Tourism in Brazil

Thriving Tourism in Brazil


The tourism industry in Brazil is continuously growing. It is an important part of the economy for many areas throughout the country. In 2009, Brazil had 4.8 million visitors. It is considered to be the top destination for tourists in South America and the second most popular in Latin America (following Mexico). In 2009, profits from international tourism hit $5.3 billion. The number of visitors and income fell considerably in comparison to the year before. This was because of the 2008-2009 economic crises that occurred.
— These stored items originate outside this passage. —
PR #281, opened 2021-01-25
Fortunac/package tests

fortunac:
This PR adds the binaries from our test suite to the repo. It updates the directory structure of each test case to separate the source code and binaries from each other:
- test_case/
  - bin/
    - main_1
    - main_2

In 2005, tourism supplied 3.2% of the country’s revenues from exports of goods and services. It also made up for 7% of direct and indirect employment in the Brazilian economy. In the next year, direct employment in the tourism industry climbed to 1.87 million people. Domestic tourism is also an essential part of the thriving industry. In 2005, about 51 million domestic tourists toured throughout the country. Direct profits from Brazilian tourists hit USD 21.8 billion. This means Brazil had 5.6 times more receipts than international tourists in 2005.


Brazil’s Tourism Options


Brazil has many options for domestic and international tourists. Ecotourism, leisure, recreation, adventure, beach, historic, and cultural are among the most common forms of tourism in this country. Because of this, natural areas account for the most of the tourism product. The Amazon Rainforest, beaches, and dunes in the Northeast Region, the Pantanal in the Center-West Region, and the beaches at Rio de Janeiro and Santa Catarina are some of the most common tourist destinations in Brazil.  Cultural and historic tourism in Minas Gerais and business trips to So Paulo city are also very common.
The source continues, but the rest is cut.